Harry Redknapp [2]

Harry Redknapp is a rubber faced, dodgy as fuck, geriatric bedwetting type of Cunt.

Lets hope you go down for Tax Evasion you tight fisted old bastard as you will get a good few “Bungs” up the shitpipe once you get locked up.

See if you can sign your shit fucking son Jamie to play for HMP Pentonville X1 when you get there, after all you have signed him for most of your teams even when he has been a useless fucking cripple.
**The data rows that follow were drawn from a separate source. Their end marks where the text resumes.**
PR #7732, opened 2024-02-15
[RFC] Experimental retry-loop to ameliorate clipboard error on Windows

cwedgwood:
Sometimes setting the clipboard on Windows fails, this is an experiment to address this.

### DIFF
--- a/alacritty/src/clipboard.rs
+++ b/alacritty/src/clipboard.rs
@@ -63,9 +63,28 @@ impl Clipboard {
             _ => &mut self.clipboard,
         };
 
-        clipboard.set_contents(text.into()).unwrap_or_else(|err| {
-            warn!("Unable to store text in clipboard: {}", err);
-        });
+        // Sometimes updates to the Windows clipboard fails, IDKW so
+        // for now put in a retry-loop to mitigate this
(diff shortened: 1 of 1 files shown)


kchibisov:
Have you checked whether this is present with 5.0 version of the windows clipboard? In general, I think consumer of the API should do thing like that and what we should do is it indicate that the clipboard is busy?

chrisduerr (changes requested):
Definitely not something appropriate for including into Alacritty. This is just a dirty hack and there's no technical necessity for this as far as I'm aware.

cwedgwood:
> Have you checked whether this is present with 5.0 version of the windows clipboard? In general, I think consumer of the API should do thing like that and what we should do is it indicate that the clipboard is busy?

I have not, I couldn't get copypasta to accommodate this.

cwedgwood:
@kchibisov @chrisduerr 

As a point of reference after 4 weeks of using this change I hit a single incident where it failed (after 3 attempts), so implementation details aside, whilst the concept helps it is insufficient.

Nominated by OLLIE BURTONS GRANDAD

8 thoughts on “Harry Redknapp [2]

  1. National accident helpline Underdog? Should be Underturd, looks like a shit. I’d like to flush that little shit down the nearest bog. Cunt.

  2. ‘is-a-cunt’ is a cunt for not featuring Sue Barker as a cunt. I’ve been waiting for that leather faced mop head for weeks for fucks sakes

  3. too right, Dan – Chew Bacca needs a good cunting, I bet her mum was both surprised and relieved to find she didn’t have some sort of ‘syndrome’.

  4. Just thinking about old harry, if he was to do time over being a “shady cunt” imagine the sexually deranged inmate looking for a geriatric fucking would be confused as to what end to stick his cheesy bellend into? Arse faced cunt that he is!!!

  5. I’ve got those Harry Redknapp blues,
    cos Harry Redknapp’s in the news.
    Every day from dawn til night,
    we hear about this crock o’shite.
    Harry Redknapp, Harry Redknapp, Harry Redknapp, Harry Redknapp, Harry Redknapp, Harry Redknapp, Harry Redknapp AAAAAAAAAAAAAAAAARGHHHHHHH

  6. It’s a little known fact that ‘knapp’ is the old norse word for scrotum face, and the name Harry is a teutonic variation of hairy, therefore Harry Redknapp quite literally means….oh well, I won’t patronise you, I’m sure you can work it out.